Страницы← предыдущаяследующая →
Егор Егорыч приехал, наконец, в Петербург и остановился в одном отеле с Крапчиком, который немедля прибежал к нему в нумер и нашел Егора Егорыча сильно постаревшим, хотя и сам тоже не помолодел: от переживаемых в последнее время неприятных чувствований и при содействии петербургского климата Петр Григорьич каждодневно страдал желчною рвотою и голос имел постоянно осиплый.
– Мы теперь, – забасил он с грустно-насмешливым оттенком, – можем сказать, что у нас все потеряно, кроме чести!
– Почему потеряно? Из чего вы это заключаете? – отозвался с досадой Егор Егорыч.
– Из того, что Петербург ныне совсем не тот, какой был прежде; в нем все изменилось: и люди и мнения их! Все стали какие-то прапорщики гвардейские, а не правительственные лица.
Егор Егорыч молчал.
– Князя, конечно, я лично не знал до сего времени, – продолжал Крапчик, – но, судя по вашим рассказам, я его представлял себе совершенно иным, нежели каким увидал…
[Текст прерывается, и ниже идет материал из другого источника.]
PR #2673, opened 2023-08-10
datetime modify: add examples with other formats

alexislefebvre:
The current page only shows examples that use the relative formats: https://www.php.net/manual/en/datetime.modify.php

I added examples with other formats so that users can see that not only the relative format is supported.

See also:

- #2674

### DIFF
--- a/reference/datetime/datetime/modify.xml
+++ b/reference/datetime/datetime/modify.xml
@@ -100,6 +100,33 @@ echo $date->format('Y-m-d') . "\n";
 ]]>
    </screen>
   </example>
+  <example>
+   <title>All formats of Date and Time are supported</title>
+   <programlisting role="php">
+<![CDATA[
+<?php
+$date = new DateTime('2020-12-31');
+
+$date->modify('July 1st, 2023');
+echo $date->format('Y-m-d H:i') . "\n";
+
+$date->modify('Monday next week');
+echo $date->format('Y-m-d H:i') . "\n";
+
+$date->modify('17:30');
+echo $date->format('Y-m-d H:i') . "\n";
+?>
+]]>
+   </programlisting>
+   &example.outputs;
+   <screen>
+<![CDATA[
+2023-07-01 00:00
+2023-07-03 00:00
+2023-07-03 17:30
+]]>
+   </screen>
+  </example>
  </refsect1>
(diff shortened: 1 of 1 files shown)


reference/datetime/datetime/modify.xml
```diff
@@ -97,6 +97,29 @@ echo $date->format('Y-m-d') . "\n";
...
+   <title>All formats of Date and Time are supported</title>
+   <programlisting role="php">
+<![CDATA[
+<?php
+$date = new DateTime('2000-12-31');
+
+$date->modify('July 1st, 2008');
+echo $date->format('Y-m-d') . "\n";
+
+$date->modify('Monday next week');
```
derickr, line 113: `Monday next week` is a relative form though :-)

reference/datetime/datetime/modify.xml
```diff
@@ -97,6 +97,29 @@ echo $date->format('Y-m-d') . "\n";
...
 2001-03-03
+]]>
+   </screen>
+  </example>
+  <example>
+   <title>All formats of Date and Time are supported</title>
+   <programlisting role="php">
+<![CDATA[
+<?php
+$date = new DateTime('2000-12-31');
```
derickr, line 108: Can you use current dates in new examples so that the documentation doesn't look "old"?

reference/datetime/datetime/modify.xml
```diff
@@ -97,6 +97,29 @@ echo $date->format('Y-m-d') . "\n";
...
+
+$date->modify('July 1st, 2008');
+echo $date->format('Y-m-d') . "\n";
```
derickr, line 111: Maybe also add one that shows: 1. Current time, and after `modify("17:30")` 2. That the seconds and microseconds are reset?

reference/datetime/datetime/modify.xml
alexislefebvre: Yes but currently the doc only shows examples with `+X [unit]`.

reference/datetime/datetime/modify.xml
alexislefebvre: I used dates in our decade.

derickr:
Merged after a rebase.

– Каким же вы его увидали?.. Что такое?.. – спросил опять-таки с досадой Егор Егорыч.
– То, что… Я побоялся в письме подробно описывать вам, потому что здесь решительно говорят, что письма распечатываются, особенно к масонам!..
– Ну, придумывайте еще что-нибудь! – перебил его Егор Егорыч.
– Что делать? Сознаюсь откровенно, что побоялся! – признался Крапчик и затем принялся было точнейшим образом рассказывать, как он сначала не был принимаем князем по болезни того, как получил потом от него очень любезное приглашение на обед…
– А кто еще с вами обедал у князя? – перебил его Егор Егорыч.
– Обедали известный, разумеется, вам Сергей Степаныч и какой-то еще Федор Иваныч…
– Знаю! – как бы отрезал Егор Егорыч.
– За обедом князь, – продолжал Крапчик, – очень лестно отрекомендовав меня Сергею Степанычу, завел разговор о нашем деле, приказал мне говорить совершенно откровенно. Я начал с дела, лично меня касающегося, об одном раскольнике-хлысте Ермолаеве, который, по настоянию моему, посажен в острог и которого сенатор оправдал и выпустил.
Егор Егорыч, услыхав это, откинулся на задок кресла, как он всегда делал, когда его что-нибудь поражало или сердило.
– Но зачем же вы с этого какого-то глупого дела начали? – произнес он.
– Потому что оно самое крупное, – объяснил Крапчик.
– Не может оно быть крупное!.. Это какая-нибудь сплетня, клевета поповская!.. За что хлыстов преследовать и сажать в острог?.. После этого князя и меня надобно посадить в острог, потому что и мы, пожалуй, хлысты!..
Тут уж Крапчика точно кто по голове обухом ударил.
– Что это, Егор Егорыч, шутите ли вы или дурачите меня?!. – сказал он, потупляя глаза. – Я скорее всему на свете поверю, чем тому, что вы и князь могли принадлежать к этой варварской секте!
– К варварской?.. Вы находите, что эта секта варварская? – принялся уже кричать Егор Егорыч. – Какие вы данные имеете для того?.. Какие?.. Тут зря и наобум говорить нельзя!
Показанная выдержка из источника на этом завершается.